(写真は中国・大理で出会ったかわいい子ども)
シュウシュウの季節
満足度 ★★★★★+おまけ★★
感動度 ★★★★★+おまけ★★
お勧め度 ★★★★★+おまけ★
色彩美 ★★★★☆
遊牧民生活の描き方★★★★★
話の展開 ★★★★★
1998 アメリカ
監督 ジョアン・チェン
キャスト ルールー(シュウシュウ)
ロプサン
ガオ・ジエ
シャン・チェン
リー・チチェン
ガオ・シャン 他
感想を記録するよりもう一度みたいと思わせる素晴らしい映画。
原題は『天浴』。『XIU XIU 』や『The Sent-Down Girl』、『シュウシュウの季節』などのタイトルを付けられているが、シュウシュウとかかわりあう中年のチベット人牧夫ラオジンの存在感を考えると、『天浴』が一番ふさわしいと感じる。
1975年 プロレタリア文化大革命末期の中国・四川省、成都に住む仕立て屋の娘シュウシュウ。
下放政策により辺境の地で中年のチベット人牧夫ラオジンと半年間 放牧生活を強いられる。高原の不住な生活。
ラオジンは若かりしこと、ある事件で男性のそのものを切り落とされていることが、後々になってこの話を自然に流れることも付け加えておきたい。
シュウシュウは帰ることを待ち望みながらも暖かに見守ってくれるラオジンと懸命に奥地の生活を送る。
半年後、軍から迎えは無い。
文化大革命は終止符を打ち、下放学生達は既に故郷に帰りはじめていた。そしてシュウシュウの存在は忘れられていた。
あせるシュウシュウ。
突然現れた、行商人の若い男に恋心を抱く。一方男はシュウシュウの体目当ての男に紹介、次々と違った男が高原のテントに通う。故郷を思い役人に縋るように男に身を委ねてしまい、堕落の一途をたどる。
愛する男に送り込まれた中年男は顔に赤いスカーフををかぶせ、女を道具のように扱った。
やがて妊娠。
シュウシュウは病院で騙されていたことと事故と偽って足を銃で打てば早く故郷に帰れることを知る。
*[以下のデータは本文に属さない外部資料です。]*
PR #966, opened 2025-01-24
Remove caching from CVar prefix defines

Archez:
These should not be cached, it could lead to weird behavior for local dev.

### Build Artifacts
  - [2ship-linux.zip](https://nightly.link/HarbourMasters/2ship2harkinian/actions/artifacts/2482732326.zip)
  - [2ship-mac.zip](https://nightly.link/HarbourMasters/2ship2harkinian/actions/artifacts/2482739577.zip)
  - [2ship-windows.zip](https://nightly.link/HarbourMasters/2ship2harkinian/actions/artifacts/2482744281.zip)


Malkierian:
Do they still work as-is with the rest of it, though? As I recalled, I had trouble with it as anything but cached. The way to reset them in local dev is just with a --fresh in the setup command.

Malkierian:
The real solution to this, now that I know more about CMake, might just be setting it up with the Option flow instead, but that would also require a change to LUS to match.

Archez:
Yeah that is the issue here. They should not be cache vars on LUS side, but instead `option` with defaults, then ports use `set` like I have here in the PR.

From my testing (confirmed on mac and windows), my cache entry has the "old/bad" values, but with this PR the real values are still used. So this should be good to merged, but in general a PR to LUS is also preferred as well.

Per CMake docs:
> Note: The content of the cache variable will not be directly accessible if a normal variable of the same name already exists (see [rules of variable evaluation](https://cmake.org/cmake/help/latest/manual/cmake-language.7.html#cmake-language-variables)).

PR #968, opened 2025-01-26
Menu Modularize & MenuInit

Malkierian:
MenuEntries now uses unordered_map for storage, and vector for draw order.
AddMenuEntry is now used for main menu entries (settings, enhancements, etc).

シュウシュウはテントに戻り自分の足先をう撃とうとする。
できない・・・
シュウシュウは甘え続けていたラオジンに
「私にはできない。あなたしか頼めないのよ・・・」
と銃を渡す。
ラオジンは足を見据えて銃を向ける。
「待って・・・」
シュウシュウはお下げの三つ網をくくりなおし、赤いスカーフを取り出し、首に巻く。
先の見えないシュウシュウの未来に自分の置かれた身体的精神的不住を重ね合わせ、同時に押さえ込んでいたシュウシュウへの愛情は一気に爆発する。それはシュウシュウに対する思いやる心そのものでもあり、そういった表現しかすることのできない男の切なさは、シュウシュウを巡って二度ばかり靴を隠した感情の上昇とも共通点がある。
ラオジンはシュウシュウの胸をめがけて銃を撃つ。
以前にシュウシュウにわがままを言われた風呂(天浴)にシュウシュウを横たわらせ、銃の音が鳴り響く。
やがて冬。
雪が降り始め二人の姿は消えているが、風呂の際から赤いスカーフの端が見えていた。
悲しい・・・あまりにも悲しすぎる。
後半になってこの重い内容が作品を重厚且つ上質にする。
私の静かに流れ出る涙は止まらない。
シュウシュウの話は消して個人的なものではなく、多くの人々が悲しい運命をたどっていた。
日本人はプロレタリア文化大革命末期の裏の実態も知らずして、上野のパンダに喜んでいたことを思い出す。
シュウシュウやラオジンを追い詰め、悲劇の運命をたどる以外に道の無意一部とが甘いにも多い文化大革命って一体なんだったのだろうか・・・
釈然途しない歴史の流れをアメリカが上手くとらえた秀作。素晴らしい映画だった。
『この映画は中国で放映されたのだろうか』という興味と疑問点の残る作品でもあった。